§ **Aim of the task**:
When you reach the line containing "derkling: Here we should use relative" in the entries below, start writing out each line exactly, and stop after the line containing "Gmaps workloaded, benchmark & notebook".

Records from a collection
PR #314, opened 2017-02-24
Android Geekbench

ionela-voinescu:
Add Geekbench benchmark and provide an example of an android Geekbench benchmark test.

### DIFF
--- a/libs/utils/android/workloads/geekbench.py
+++ b/libs/utils/android/workloads/geekbench.py
@@ -1,0 +1,154 @@
+# SPDX-License-Identifier: Apache-2.0
+#
+# Copyright (C) 2015, ARM Limited and contributors.
+#
+# Licensed under the Apache License, Version 2.0 (the "License"); you may
+# not use this file except in compliance with the License.
+# You may obtain a copy of the License at
+#
+# http://www.apache.org/licenses/LICENSE-2.0
+#
+# Unless required by applicable law or agreed to in writing, software
+# distributed under the License is distributed on an "AS IS" BASIS, WITHOUT
+# WARRANTIES OR CONDITIONS OF ANY KIND, either express or implied.
+# See the License for the specific language governing permissions and
+# limitations under the License.
+#
+
+import re
+import os
+import logging
+from time import sleep
+
+from subprocess import Popen, PIPE
+
+from android import Screen, Workload, System
+
+# Regexps for benchmark synchronization
+GEEKBENCH_BENCHMARK_START_RE = re.compile(
+    r'ActivityManager: Start.* com.primatelabs.geekbench'
+)
+GEEKBENCH_BENCHMARK_END_RE = re.compile(
+    r'GEEKBENCH_RESULT: (?P<results_file>.+)'
+)
+
+class Geekbench(Workload):
+    """
+    Android Geekbench workload
+    """
+
+    # Package required by this workload
+    package = 'com.primatelabs.geekbench'
+    activity = '.HomeActivity'
+
+    def __init__(self, test_env):
+        super(Geekbench, self).__init__(test_env)
+        self._log = logging.getLogger('Geekbench')
+        self._log.debug('Workload created')
+
+    def run(self, out_dir, test_name, collect=''):
+        """
+        Run single Geekbench workload.
+
+        :param out_dir: Path on host to experiment directory where
+                        to store results.
+        :type out_dir: str
+
+        :param test_name: Name of the test to run
+        :type test_name: str
+
+        :param collect: Specifies what to collect. Possible values:
+            - 'energy'
+            - 'systrace'
+            - 'ftrace'
+            - any combination of the above in a space-separated string.
+        :type collect: list(str)
+        """
+
+        # Initialize energy meter results
+        self.out_dir = out_dir
+        self.collect = collect
+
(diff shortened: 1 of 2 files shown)


ionela-voinescu:
There is an issue with the devices powering off during a CPU benchmark run, so I recommend keeping this a while longer until we understand what the problem is.
I've just created the pull request for it to be available for review.

libs/utils/android/workloads/geekbench.py
```diff
@@ -0,0 +1,154 @@
...
+        super(Geekbench, self).__init__(test_env)
+        self._log = logging.getLogger('Geekbench')
+        self._log.debug('Workload created')
+
+    def run(self, out_dir, test_name, collect=''):
+        """
+        Run single Geekbench workload.
+
+        :param out_dir: Path to experiment directory where to store results.
+        :type out_dir: str
```
bjackman: Can you clarify that this is the directory on the host. I guess it's obvious when you think about it but it's nice not to have to think about it :P

ionela-voinescu:
Thank you for the review! I've updated the branch according to your comments, but I would still not merge this yet.

libs/utils/android/workloads/geekbench.py
```diff
@@ -0,0 +1,155 @@
...
+        """
+
+        # Initialize energy meter results
+        self.out_dir = out_dir
+        self.collect = collect
+
+        # Regexps for benchmark synchronization
+        start_logline = r'ActivityManager: Start.*'\
+                         'com.primatelabs.geekbench'
+        GEEKBENCH_BENCHMARK_START_RE = re.compile(start_logline)
```
derkling: I would have preferred to keep these "globals" defined outside the class... like we did for jankbench.
Otherwise using such a long name with "GEEKBENCH_BENCHMARK" as prefix does not make sense.

Unfortunately I just verified that I've merged your other workloads without pointing that out... so, it's up to you: either move them outside (like we do for jankbench) or just use "START_RE" and "END_RE".

I personally would prefer the first option which avoid to clobber the function code with funky REs :-)

libs/utils/android/workloads/geekbench.py
```diff
@@ -0,0 +1,155 @@
...
+        # Press the 'RUN <test_name> BENCHMARK' button
+        System.tap(self._target, 73, 72)
+
+        while True:
+
+            # read next logcat line (up to max 1024 chars)
+            message = logcat.stdout.readline(1024)
+
+            # Benchmark start trigger
+            if GEEKBENCH_BENCHMARK_START_RE.search(message):
```
derkling: nit-pick: I would prefer a sequence of:

```python
match = GEEKBENCH_BENCHMARK_START_RE.search(message)
if match:
    ....
match = GEEKBENCH_BENCHMARK_END_RE.search(message)
if match:
   ....
```

Which makes the code slightly less optimized but that's not running on target and makes also the code more simple to read. That's a pattern we want users to easily copy-adapt to their workloads. In case they should need to match multiple REs (like we do with for jankbenck) we can easily end up with many horrible indentation levels.

libs/utils/android/workloads/geekbench.py
```diff
@@ -0,0 +1,155 @@
...
+                # Start tracing
+                self.tracingStart()
+                self._log.debug("Benchmark started!")
+
+            else:
+                match = GEEKBENCH_BENCHMARK_END_RE.search(message)
+                if match:
+                    # Stop tracing
+                    self.tracingStop()
+                    remote_result_file = match.group(1)
```
derkling: Can you use match group names in your REs?
This would make the code more documented.
Here is an example, of the defintion (using the "?P<name_of_the_field>"):
   https://github.com/ARM-software/lisa/blob/master/libs/utils/android/workloads/jankbench.py#L45
and of the usage (using the specified "name_of_the_field"):
   https://github.com/ARM-software/lisa/blob/master/libs/utils/android/workloads/jankbench.py#L144

libs/utils/android/workloads/geekbench.py
```diff
@@ -0,0 +1,155 @@
...
+        GEEKBENCH_BENCHMARK_START_RE = re.compile(start_logline)
+        self._log.debug("START string [%s]", start_logline)
+
+        end_logline = r'GEEKBENCH_RESULT: (.*)'
+        GEEKBENCH_BENCHMARK_END_RE = re.compile(end_logline)
+        self._log.debug("END string [%s]", end_logline)
+
+        # Clear the stored data for the application, so we always start with
+        # an EULA to clear
+        self._target.execute('pm clear {}'.format(self.package))
```
derkling: maybe we can avoid inlined adb commands by using the same:
```python
System.force_stop(self._target, self.package, clear=False)
```
we use at the end of the benchmark... but this time with `clear` set to `True`?

libs/utils/android/workloads/geekbench.py
ionela-voinescu: I'll move them outside for all the benchmarks that I have in progress and most probably I'll have some cleaning up patches for the other ones also (based on your comments and the ones from Brendan).

libs/utils/android/workloads/geekbench.py
ionela-voinescu: Right!

PR #321, opened 2017-03-02
Android PCMark

ionela-voinescu:
Add PCMark benchmark and provide an example of an android PCMark benchmark test.

### DIFF
--- a/libs/utils/android/workloads/pcmark.py
+++ b/libs/utils/android/workloads/pcmark.py
@@ -1,0 +1,182 @@
+# SPDX-License-Identifier: Apache-2.0
+#
+# Copyright (C) 2015, ARM Limited and contributors.
+#
+# Licensed under the Apache License, Version 2.0 (the "License"); you may
+# not use this file except in compliance with the License.
+# You may obtain a copy of the License at
+#
+# http://www.apache.org/licenses/LICENSE-2.0
+#
+# Unless required by applicable law or agreed to in writing, software
+# distributed under the License is distributed on an "AS IS" BASIS, WITHOUT
+# WARRANTIES OR CONDITIONS OF ANY KIND, either express or implied.
+# See the License for the specific language governing permissions and
+# limitations under the License.
+#
+
+import re
+import os
+import logging
+import time
+
+from subprocess import Popen, PIPE
+
+from android import Screen, System
+from android.workload import Workload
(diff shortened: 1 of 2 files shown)


ionela-voinescu:
@derkling , @bjackman : I've modified these commits also according to your comments on other benchmarks.

libs/utils/android/workloads/pcmark.py
```diff
@@ -0,0 +1,182 @@
...
+        logcat_cmd = self._adb(
+                'logcat com.futuremark.pcmandroid.AbstractMainActivity:I *:S'\
+                .format(self._target.adb_name))
+        self._log.info("%s", logcat_cmd)
+
+        logcat = Popen(logcat_cmd, shell=True, stdout=PIPE)
+
+        # Run performance workload
+        if test_name.upper() == 'PERFORMANCE':
+            self._target.execute('input tap 750 1450')
```
derkling: Here we should use relative coords... but it's a pain.

On a Pixel XL, where the screen is 2k (1440,2560), the run button has this coords:
```
   top-left:     ( 914,1630)
   bottom-right: (1340,1730)
```

libs/utils/android/workloads/pcmark.py
```diff
@@ -0,0 +1,182 @@
...
+            logcat = Popen(self._adb(
+                     'logcat com.futuremark.pcmandroid.VirtualMachineState:* *:S'\
+                     .format(self._target.adb_name)),
+                     stdout=log,
+                     shell=True)
+            time.sleep(2)
+            logcat.kill()
+
+        # Parse logcat file and create db with scores
+        os.popen('grep -o "PCMA_.*_SCORE .*" {} | sed "s/ = / /g" | sort -u > {}'
```
derkling: Here we should use some more portable python code, i.e. something like:
```python

SCORE_RE.compile(r'here is the regexp with the capture groups you are interested into')

results = []
with open(db_file, 'r') as fh:
    for line in fh:
        match = SCORE_RE.match(line)
        if not match:
            continue
        score = int(match.group('score'))
        results.append(score)
results.sort()
```

valschneider:
@ionela-voinescu Do you mind if we close this PR ? If I'm missing some functionality in #475 I'll implement it free of charge.

PR #325, opened 2017-03-06
Gmaps workload

valschneider:
Gmaps workloaded, benchmark & notebook


libs/utils/android/workloads/gmaps.py
```diff
@@ -0,0 +1,123 @@
...
+
+    def run(self, out_dir, location_search, swipe_count=5, collect=''):
+        """
+        Run single Gmaps workload.
+
+        :param out_dir: Path to experiment directory where to store results.
+        :type out_dir: str
+
+        :param location_search: Search string to be used in GMaps
+        :type video_url: str
```
ionela-voinescu: This needs to be changed to `location_search`.

libs/utils/android/workloads/gmaps.py
```diff
@@ -0,0 +1,123 @@
...
+
+        :param swipe_count: Number of sets of (left, right, up, down) swipes to do
+        :type video_duration_s: int
```
ionela-voinescu: This needs to be changed to `swipe_count`.

libs/utils/android/workloads/gmaps.py
```diff
@@ -0,0 +1,123 @@
...
+
+        # Keep track of mandatory parameters
+        self.out_dir = out_dir
+        self.collect = collect
+
+        # Unlock device screen (assume no password required)
+        System.menu(self._target)
+        # Press Back button to be sure we run the video from the start
+        System.back(self._target)
+
```
ionela-voinescu: We also set here the brightness to 0 for the display to not have too much impact on the energy measurements:

```
        # Set min brightness
        Screen.set_brightness(self._target, auto=False, percent=0)
```

and restore it to auto at the end:

```
        # Set brightness back to auto
        Screen.set_brightness(self._target, auto=True)
```

valschneider:
Updated the code taking into account Ionela's reviews

libs/utils/android/workloads/gmaps.py
```diff
@@ -0,0 +1,123 @@
...
+    # Package required by this workload
+    package = 'com.google.android.apps.maps'
+    action = 'android.intent.action.VIEW'
+
+    def __init__(self, test_env):
+        super(GMaps, self).__init__(test_env)
+        self._log = logging.getLogger('GMaps')
+        self._log.debug('Workload created')
+
+        # Set of output data reported by Jankbench
```
ionela-voinescu: GMaps here instead of Jankbench.

valschneider:
Last corrections added and fixes squashed into original commits

derkling:
Before merging it, I would have preferred to fix some issues we discovered when I've wrote the really first-and-dirt prototype of this test.

The main issue here is that all swipe actions are send from the host to the target *while* the test is running. This results in a set of new tasks being generated for each and every swipe action, tasks which affects the test itself. They are quite evident in the collected trace and they can potentially impact quite a lot in task placement and ultimately in the overall test performance.

There are two possible solutions:
1. we should find a way to ensure that the ADB server is pinned in CPU0, thus forcing all the commands we send to run on that CPU. Which should mitigate the side-effect of the test instrumentation on the scheduling behaviours.
2. we can think about a possible API extension for the Benchmark class which allows to generate on-the-fly scripts to be kicked-off on target and executed on background without requiring to generate more task.

Since now this test is merged, fixing these issues is kind-of high priority.

PR #328, opened 2017-03-10
uibench: Added parameter to allow action(s)

mcgeagh:
By default when running uibench, no user action is performed during the
tests. This adds an optional parameter called 'action' and performs the
actions as input events. This parameter can take the form of a list and
allows you to perform multiple actions in a set order too.

E.g. When performing ActivityTransition test, action=['tap', 'tap'] will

§ **Answer space**:
derkling: Here we should use relative coords... but it's a pain.

On a Pixel XL, where the screen is 2k (1440,2560), the run button has this coords:
```
   top-left:     ( 914,1630)
   bottom-right: (1340,1730)
```

libs/utils/android/workloads/pcmark.py
```diff
@@ -0,0 +1,182 @@
...
+            logcat = Popen(self._adb(
+                     'logcat com.futuremark.pcmandroid.VirtualMachineState:* *:S'\
+                     .format(self._target.adb_name)),
+                     stdout=log,
+                     shell=True)
+            time.sleep(2)
+            logcat.kill()
+
+        # Parse logcat file and create db with scores
+        os.popen('grep -o "PCMA_.*_SCORE .*" {} | sed "s/ = / /g" | sort -u > {}'
```
derkling: Here we should use some more portable python code, i.e. something like:
```python

SCORE_RE.compile(r'here is the regexp with the capture groups you are interested into')

results = []
with open(db_file, 'r') as fh:
    for line in fh:
        match = SCORE_RE.match(line)
        if not match:
            continue
        score = int(match.group('score'))
        results.append(score)
results.sort()
```

valschneider:
@ionela-voinescu Do you mind if we close this PR ? If I'm missing some functionality in #475 I'll implement it free of charge.

PR #325, opened 2017-03-06
Gmaps workload

valschneider:
Gmaps workloaded, benchmark & notebook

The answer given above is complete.